Verfolgung von Betäubungsmitteldelikten – Nur „Haudrauf“ oder mehr?
Gespeichert von Dr. Jörn Patzak am
Den Verfolgern von Betäubungsmitteldelikten wird oftmals vorgeworfen, bei Betäubungsmitteltätern nur „draufzuhauen“. Dabei basiert die deutsche Drogenpolitik wie in vielen anderen Ländern auch auf vier Säulen: 1. Prävention, 2. Überlebenshilfe (Harm Reduction), 3. Therapie und 4. Repression. Die Strafverfolgung ist zwar grundsätzlich repressiv ausgelegt. Aber gerade das Betäubungsmittelstrafrecht beinhaltet auch Elemente der anderen Säulen, z.B. in den §§ 35 ff. BtMG (Therapie statt Strafe). Zudem werden präventive Ansätze verfolgt. Ein Beispiel dafür ist das deutsche Frühinterventionsmodell „FreD – Frühintervention bei erstauffälligen Drogenkonsumenten“, das in diesem Jahr seinen 10. Geburtstag feiert (s. www.lwl.org/FreD/).

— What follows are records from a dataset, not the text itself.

PR #4606, opened 2025-03-07
[nnx] add support for standalone Variables

cgarciae:
# What does this PR do?

Adds support for using Variables outside of graph nodes, meaning they can now be passed directly to transforms, including inside pytrees without a parent graph node, and the ability to call `split`, `merge`, and `update` on them directly.

```python
rngs = nnx.Rngs(0)
w = nnx.Param(jax.random.normal(rngs(), (2, 3)))
b = nnx.Param(jnp.zeros((3,)))
count = nnx.Variable(jnp.array(0))

@nnx.jit
def linear(w, b, count, x):
  count += 1
  return x @ w + b[None]

x = jax.random.normal(rngs(), (1, 2))
y = linear(w, b, count, x)

assert count.value == 1
assert y.shape == (1, 3)
```

### DIFF
--- a/flax/nnx/extract.py
+++ b/flax/nnx/extract.py
@@ -127,8 +127,8 @@ class PrefixMapping(abc.ABC):
   ) -> tp.Any: ...
 
 def check_consistent_aliasing(
-  node: tuple[tp.Any, ...],
-  prefix: tuple[tp.Any, ...],
+  node: tp.Any,
+  prefix: tp.Any,
   /,
   *,
   node_prefixes: dict[tp.Any, list[tuple[PathParts, tp.Any]]] | None = None,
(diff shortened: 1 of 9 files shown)


flax/nnx/extract.py
```diff
@@ -343,7 +345,9 @@ def from_tree(
     with graph.merge_context(is_inner, ctxtag) as merge_ctx:
       return jax.tree.map(
         lambda x: merge_fn(merge_ctx, (), prefix, x)
-        if map_non_graph_nodes or is_node_leaf(x)
+        if map_non_graph_nodes
```
IvyZX, line 348: This lambda becomes kinda long & unreadable. Can you refactor it out to a function? Then you can also use this for the `merge_fn` call in line 374.

IvyZX (approved):

PR #4613, opened 2025-03-11
add promote_dtype as a config option for multiple layers

cgarciae:
# What does this PR do?

Adds a `promote_dtype` config option to various layers, defaults to `dtypes.promote_dtype`.

### DIFF
--- a/flax/linen/linear.py
+++ b/flax/linen/linear.py
@@ -16,6 +16,7 @@
 
 from typing import (
   Any,
+  Protocol,
 )
 from collections.abc import Iterable, Sequence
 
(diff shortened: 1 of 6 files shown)


flax/linen/linear.py
```diff
@@ -45,6 +46,10 @@
   LaxPadding,
 )
 
+class PromoteDtypeFn(Protocol):
```
levskaya, line 49: why are there two copies of the protocol?  I see another in typing.py

levskaya (approved):
I'm guessing the user needs something too complex to support in standard fns.  Given the explosion of quantized dtypes I guess this makes sense as an escape hatch.

flax/linen/linear.py
cgarciae: Yeah they are slightly different because the version that Linen users is a bit less `typing` friendly.

PR #4634, opened 2025-03-18
[bridge module] Allow name arg to represent actual submodule path

IvyZX:
Allows `name=` arg to actually represent the submodule path most of the time, while keeping other module attributes.

This arg will automatically set an attribute of this name to the parent module, and it is of slightly higher priority than common attributes. This works in both compact and setup.

This is to accommodate such common patterns of Linen:

```
    class MLP(bridge.Module):
      nlayers: int
      def setup(self):
        self.layers = [Dense(4, name=f'layer_{i}') for i in range(self.nlayers)]
      def __call__(self, x):
        for layer in self.layers:
          x = layer(x)
        return x
```

### DIFF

FreD bietet jungen Drogenkonsumenten/innen, die mit illegalen Drogen (meist Cannabis) auffällig geworden sind, eine Kurzintervention zur Reflektion des eigenen Konsumverhaltens an. Das Projekt wird in Kooperation mit der Polizei und Justiz durchgeführt. Der Eindruck des Ermittlungsverfahrens soll dabei genutzt werden, die betroffenen Jugendlichen und Heranwachsenden zwischen 14 und 21 Jahren, die im Zusammenhang mit Betäubungsmitteln auffällig geworden sind, zur Teilnahme an einem solchen FreD-Kurs zu motivieren. Die Intervention soll das Wissen der teilnehmenden Jugendlichen erhöhen (rechtliche Situation, Wirkungen und Risiken von Substanzen, Hilfeangebote in der Region) und zur Reflexion ihres Konsums motivieren und ggf. zur Änderung ihres Konsumverhaltens beitragen.
Seit dem Jahr 2007 wird FreD unter dem Namen FreD goes net fortgeführt. FreD goes net umfasst einerseits den Transfer des „klassischen“ Projektansatzes von FreD in 17 europäische Länder. Andererseits beinhaltet das Projekt eine Weiterentwicklung der Zugangswege im Hinblick auf eine Auffälligkeit mit Alkohol und zudem eine Ausweitung der vermittelnden Settings wie Schule und Arbeitsplatz.
Die Ergebnisse sind überaus positiv. So kommt das wissenschaftliche Institut FOGS (Köln), das FreD goes net wissenschaftlich begleitet hat, u.a. zu folgendem Ergebnis (FOGS, Evaluationsbericht zu FreD goes net, 2010):
„Die befragten Teilnehmer/innen geben nach Abschluss der Kurse eine Vielzahl von Effekten an. Danach hat die Intervention u.a. zu einer Verbesserung ihres Informationsstands bzw. Wissens zum Alkohol- bzw. Drogenkonsum beigetragen. Zudem hat sich die Einstellung der Teilnehmer/innen insbesondere zum Drogenkonsum verändert. Eine Mehrzahl gibt an, zukünftig weniger Drogen zu konsumieren oder ihren Drogenkonsum vollständig zu beenden. Schließlich nennen die Teilnehmer/innen eine verbesserte Problembewältigungskompetenz sowie eine erhöhte Bereitschaft zur Veränderung ihrer persönlichen Situation.“
Anlässlich des 10. Geburtstages von FreD veranstaltet die Koordinationsstelle Sucht des LWL Westfalen-Lippe am 22. und 23. November 2011 in Münster eine bundesweite Fachtagung. Mit Unterstützung des Bundesministeriums für Gesundheit geht es nicht nur um FreD, sondern um Kurz- und Frühprävention aus verschiedenen Blickwinkeln. Außerdem besteht im Rahmen des FreD-Updates die Möglichkeit für Fachkräfte, die bereits FreD-Kurse anbieten, das Zertifikat zum/r FreD-Trainer/in zu erlangen (mehr zum Programm und zur Anmeldung www.lwl.org/ks-download/downloads/Aktuelles/2011_09_09-FRED_kurz_und_gut...).